A bunch of celebrities are backing an organic grocery service for middle class moms

Just two years ago, Gunnar Lovelace was running his organic grocery startup out of a church and letting an employee crash at his place. Now, his company, Thrive Market, has 600 employees.

Thrive has raised a total of $141 million from Greycroft Partners, E-Ventures and celebrities like John Legend, Will Smith and Demi Moore. Its first investors, however, included self-help writer Tony Robbins, fitness celebrity Jillian Michaels, and New Age health guru Deepak Chopra.

Lovelace said he reached out to three of the country’s biggest influencers out of necessity.

Before launching the company, he and co-CEO Nick Green went on a road show between Los Angeles, San Francisco and New York City, and were rejected by over 50 VC firms. He said these failures actually gave him a renewed perseverance and forced him to look at alternative ways to raise money.

“It forced us to get really good at influencer coalition building,” he told Yahoo Finance.

Thrive targets middle-class Americans who live in places without a Whole Foods around the corner. Thrive’s primary differentiator is that it is a highly curated organic, non-GMO product mix (including its own private label) at an affordable price point. Membership costs $59.95 per year to access the site, but the company guarantees its products cost 25%-50% less than what you would see at a normal health foods store. Think of it as the membership model of a Costco (COST) that allows you to buy the items you see on the shelves of Whole Foods (WFM) with the added convenience of Amazon (AMZN) delivery.

Thrive Market
Thrive Market

“Thrive buys directly from the brands, which allows the company to operate without middlemen taking a piece of the profit.
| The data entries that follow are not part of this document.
Issue #7163, opened 2020-03-19
Restoring a subrange of backed up rawkv data may import keys that are out of range


MyonKeminta:
### What version of TiKV are you using?

Master

### What operating system and CPU are you using?

(Not related)

### Steps to reproduce

The bug was found in code so the following reproduce steps have not been tested yet.

1. Write following raw keys to TiKV: "a", "b", "c", "c\x00", "c\x00\x00", "d"
2. backup rawkv range ["a", "e")
3. Restore subrange ["b", "c")
4. The result is expected to be: "b". However in the current implementation, it may be: "b", "c", "c\x00", "c\x00\x00"

### Some Explaination

1. When BR restoring a subrange of rawkv data, it sents the whole SSTs that contains the needed data and changes the range in SstMeta to tell TiKV to ignore the data outside the range.

2. The restoring logic of RawKv in TiKV is the same as restoring table data. The range passed through the SstMeta is inclusive ([start_key, end_key]), and it uses adds 1 to the last byte of endKey to make it exclusive. This way it suits perfectly with TiDB and the rewrite mechanism, However for rawkv and plain transactional kv it may doesn't works properly.

PR #7196, opened 2020-03-20
Fix the issue that end key of a partial rawkv-restore range is inclusive

MyonKeminta:
###  What have you changed?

We cut out the brokers, distributors, and all the retail markups and pass those savings along to our members,” he said.

Thrive’s core mission is to provide healthy, affordable choices to middle-class Americans outside of wealthy cities and neighboring suburbs.
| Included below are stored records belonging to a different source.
PR #9587, opened 2021-01-27
storage: return invalid after seeking out of bound

youjiali1995:

Issue Number: close https://github.com/tikv/tikv/issues/3378

Problem Summary:

`Cursor` uses `min_key/max_key` to reduce the cost of seeking when the sought key is out of bound. Even though I think this optimization can't be widely applicable, I still keep it. However, `valid()` may return true even if `seek()` returns false which is dangerous. We should make them consistent.

Proposal: [xxx](url) 

What's Changed:

Use the `in_bound` field to indicate that the previous `seek()` has returned false and `valid()` returns false in this case.

### Check List 

Tests 

- Unit test

### Release note 
* No release note


src/storage/kv/cursor.rs
```diff
@@ -119,6 +125,7 @@ impl<I: Iterator> Cursor<I> {
     /// around `key`, otherwise you should use `seek` instead.
     pub fn near_seek(&mut self, key: &Key, statistics: &mut CfStatistics) -> Result<bool> {
         assert_ne!(self.scan_mode, ScanMode::Backward);
+        self.in_bound = true;
```
sticnarf, line 128: I prefer to add unit test cases for calling `near_seek` directly because of the logics added here.

tabokie:
Ping @youjiali1995

PR #9593, opened 2021-01-28
resolve: detect tombstone correctly

### LINKED ISSUE #9590: raft client doesn't recognize tombstone store
## Bug Report

pd client will filter tombstone store and return error

https://github.com/tikv/tikv/blob/6cd51f9d07aa60fea651dea7ecb6a39c7425273a/components/pd_client/src/client.rs#L343-L347

but raft client depends on the store meta to recognize tombstone store correctly, so it will keep failing.

https://github.com/tikv/tikv/blob/6cd51f9d07aa60fea651dea7ecb6a39c7425273a/src/server/resolve.rs#L100-L103

BusyJay:

Issue Number: close #9590

Problem Summary:

PD client filter tombstone store and return error instead. Resolver should recognize the error and handle it correctly.

### Check List 

Tests 

- Unit test
- Integration test

### Release note 
- Fix repeated tombstone logs when sunset nodes


src/server/raft_client.rs
```diff
@@ -800,25 +800,27 @@ where
         let (s, pool_len) = {
             let mut pool = self.pool.lock().unwrap();
             if pool.tombstone_stores.contains(&store_id) {
+                let pool_len = pool.connections.len();
+                drop(pool);
```
hicqu, line 804: Is it necessary to drop it explicitly?

src/server/resolve.rs
```diff
@@ -82,7 +81,14 @@ where
 
     fn get_address(&self, store_id: u64) -> Result<String> {
         let pd_client = Arc::clone(&self.pd_client);
-        let mut s = box_try!(pd_client.get_store(store_id));
+        let mut s = match pd_client.get_store(store_id) {
+            Ok(s) => s,
+            Err(pd_client::Error::StoreTombstone(_)) => {
+                RESOLVE_STORE_COUNTER_STATIC.tombstone.inc();
+                return Err(box_err!("store {} has been removed", store_id));
```
hicqu, line 88: How about comment here about where the error is handled so that other guys won't make mistakes again?

hicqu:
rest LGTM. Please fix the clippy warning.

hicqu (approved):

src/server/raft_client.rs
BusyJay: I drop it earlier to reduce the time to hold the lock.

src/server/raft_client.rs
```diff
@@ -800,25 +800,27 @@ where
...
+                        store_id,
+                        queue: queue.clone(),
+                        builder: self.builder.clone(),
+                    };
+                    self.future_pool
+                        .spawn(start(back_end, conn_id, self.pool.clone()));
+                    queue
+                })
+                .clone();
+            (conn, pool.connections.len())
```
hunterlxt, line 823: No changes seem to be found for me

hunterlxt (approved):
Most LGTM

PR #9594, opened 2021-01-28
storage: yield in kv scan to avoid occupying cpu resource for too long

### LINKED ISSUE #9188: The unified pool cannot schedule kv_scan, raw_scan and analyze requests well

sticnarf:

Issue Number: close #9188

This PR makes scan interface asynchronous. Then, we can reschedule a long scan task during its execution. It should help yatp schedule these tasks better. So these long scan tasks will not affect normal requests greatly.

### Check List 

Tests 

### Release note 

```
Schedule long scan requests better when using the unified thread pool for the storage module.
```

### DIFF
--- a/src/coprocessor/mod.rs
+++ b/src/coprocessor/mod.rs
@@ -183,40 +183,6 @@ impl ReqContext {
     }
 
     pub fn build_task_id(&self) -> u64 {
-        const ID_SHIFT: u32 = 16;
-        const MASK: u64 = u64::max_value() >> ID_SHIFT;
-        const MAX_TS: u64 = u64::max_value();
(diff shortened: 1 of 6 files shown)


sticnarf:
Already implemented by other PR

In fact, the company’s first $10 million in capital came from a broad coalition of influencers that not only included household names in the health and wellness space — but ordinary parents as well. The middle-class mother is Thrive’s target consumer: someone who wants to raise a healthy family but may also be constrained by a budget.

Take, for instance, Katie Wells, the founder of “Wellness Mama,” a blog that offers practical tips, recipes and natural remedies for fellow parents. She was one of Thrive’s first investors.
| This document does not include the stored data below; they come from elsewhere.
PR #9595, opened 2021-01-28
*: Add TTL support for rawkv

Connor1996:

Issue Number:  https://github.com/tikv/tikv/issues/9612 

Problem Summary: Add TTL support for rawkv

What's Changed:

- Add a `ttl` field for raw put requests
- Calculate a `expire_ts` on storage level, and bring it with `PutCmd` of `RaftCmdRequest`
- Append the `expire_ts` to the value when applying the put cmd
- Strip the `expire_ts` from values when doing get and scan at `RegionSnapshot` level
- Add a `TTLCompactionFilter` to filter the invalidated value
- Add a `TTLCheckAndCompact` task in cleanup worker to compact the invalidated SSTs in time.

### Related changes

### Check List 

Tests 

- Unit test
- Integration test

Side effects

### Release note 

- Add TTL support for rawkv


components/engine_rocks/src/compact.rs
```diff
@@ -92,14 +86,33 @@ impl CompactExt for RocksEngine {
...
+        let cf_opts = db.get_options_cf(handle);
+        let output_level = output_level.unwrap_or(cf_opts.get_num_levels() as i32 - 1);
+        let output_compression = cf_opts
+            .get_compression_per_level()
+            .get(output_level as usize)
+            .cloned()
+            .unwrap_or(DBCompressionType::No);
+        let output_file_size_limit = cf_opts.get_target_file_size_base() as usize;
+
+        let max_subcompactions = cmp::min(num_cpus::get(), 32);
```
Little-Wallace, line 109: May it be too large?

components/raftstore/src/store/worker/compact.rs
```diff
@@ -169,6 +200,49 @@ where
...
+                    return;
+                }
+
+                let mut files = Vec::new();
+                for (file_name, v) in collection.iter() {
+                    let prop = match TTLProperties::decode(&v.user_collected_properties()) {
+                        Ok(v) => v,
+                        Err(_) => continue,
+                    };
+                    if prop.max_expire_ts <= current_ts {
```
Little-Wallace, line 232: I think we do not need to compact every file which concludes an expired key, because if this region is updated frequently, the file may be compacted automatic. We only need to compact files which has not been compacted for a long time. Maybe we could add the time one or two hour?

src/storage/mod.rs
```diff
@@ -1444,6 +1376,182 @@ impl<E: Engine, L: LockManager> Storage<E, L> {
     }
 }
 
+enum RawStore<S: Snapshot> {
```
Little-Wallace, line 1379: This file is too large.... We shall move this code into another independent file

src/storage/ttl.rs
```diff
@@ -0,0 +1,179 @@
...
+            s,
+            current_ts: UnixSecs::now().into_inner(),
+        }
+    }
+}
+
+impl<S: Snapshot> Snapshot for TTLSnapshot<S> {
+    type Iter = TTLIterator<S::Iter>;
+
+    fn get(&self, key: &Key) -> Result<Option<Value>> {
```
Little-Wallace, line 51: Please check it by  `find_valid_value`.

src/storage/mod.rs
```diff
@@ -993,17 +988,22 @@ impl<E: Engine, L: LockManager> Storage<E, L> {
         cf: String,
         key: Vec<u8>,
         value: Vec<u8>,
+        ttl: u64,
         callback: Callback<()>,
     ) -> Result<()> {
         check_key_size!(Some(&key).into_iter(), self.max_key_size, callback);
-
+        let mut m = Modify::Put(Self::rawkv_cf(&cf)?, Key::from_encoded(key), value);
+        if self.enable_ttl {
```
Little-Wallace, line 996: Do we need to add another key space (prefix) when `enable_ttl` ? Or we shall add in `RawKVClient`?

components/engine_traits/src/util.rs
```diff
@@ -21,3 +23,30 @@ pub fn check_key_in_range(
...
+    value.encode_u64(expire_ts).unwrap();
+}
+
+pub fn get_expire_ts(value_with_ttl: &[u8]) -> Result<u64> {
+    let len = value_with_ttl.len();
+    if len < number::U64_SIZE {
+        return Err(Error::Codec(codec::Error::ValueLength));
+    }
+    let mut ts = &value_with_ttl[len - number::U64_SIZE..];
+    Ok(number::decode_u64(&mut ts)?.into())
```
Little-Wallace, line 37: We must change `0` to `u64::MAX`.

components/engine_rocks/src/compact.rs
Connor1996: seems yes, don't know why it's set that large before, will check

src/storage/mod.rs
Connor1996: will do

src/storage/ttl.rs
Connor1996: it's checked in `map_value`

components/raftstore/src/store/worker/compact.rs
Connor1996: note that it's comparing to the `max_expire_ts`, so the file is compacted only when all keys are expired. Also, considering the interval of checking SSTs' TTL may be hours(24h by default), I don't think it won't be compacted so frequently.

Little-Wallace: But if user write a log of keys today. The time in tomorrow will trigger a lot of manual compaction. However, we only need to wait a hour, maybe most of them will be compacted automatic. And then we only need to compact few regions.

components/engine_traits/src/util.rs
Connor1996: let's keep it and check outside (forget to check 0 in `map_value`)

src/storage/mod.rs
Connor1996: Have discussed with @BusyJay before, adding the key prefix is wasteful. If user wants to use keyspace, it's the user's duty to write the key with the prefix.

components/raftstore/src/store/worker/compact.rs
Connor1996: why most of them will be compacted automatically tomorrow?

src/server/ttl_checker.rs
```diff
@@ -0,0 +1,131 @@
...
+
+        let mut round_start_time = Instant::now();
+        let mut key = vec![];
+        loop {
+            let (tx, rx) = mpsc::channel();
+            let res = self.region_info_provider.seek_region(
+                &key,
+                Box::new(move |iter| {
+                    for info in iter {
+                        let _ = tx.send(Some(info.region.clone()));
```
Little-Wallace, line 48: Could we seek more region once?

Connor1996: of course, maybe 10?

“Katie has 6 million unique visitors per month. She’s a mom of six in Kentucky. These are the types of folks that ended up investing and being a part of our community,” Lovelace said.

Eighty-five percent of Thrive’s customers are female and the average household income is less than $100,000, according to a Vator News interview with Green.

Fifty percent of the company’s membership base is in the Midwest and Southeast. And its two fulfillment centers are located in Nevada and Indiana, so they can easily cater to the bulk of their customers.

“We’re not going after the lifelong Whole Foods shopper who lives in New York or LA or San Francisco, is relatively price-insensitive, and has a Whole Foods within driving distance if not walking distance,” Green told Vator. “We’re really focused on the middle class, largely moms, who are becoming increasingly aware of the effects of eating high sugar, heavily processed diets that have become so widespread.”

Thrive Market
Thrive Market

Their vision to provide healthy options for average Americans extends beyond its product mix. For every paid membership, the company gives a membership away to a low-income family. Even after the first year, these families don’t have to pay for membership renewal.

The company now has over 350,000 members and has provided free memberships to over 375,000 families. This June, Lovelace even spearheaded a campaign to let people use food stamps online.

After gathering over 300,000 signatures, the United States Department of Agriculture (USDA) committed to a timeline to bring food stamps online by the first half of 2017. The movement gained so much traction that the Republican chairman of the House Agricultural Committee invited Lovelace to testify before Congress on Wednesday.

“The great thing about making healthy living affordable to everybody is that it transcends ideology,” Lovelace said. “It doesn’t matter who you are, where you live, what you believe or what the color of your skin is, everybody wants to feel good in their bodies, everybody wants the same thing for their children.”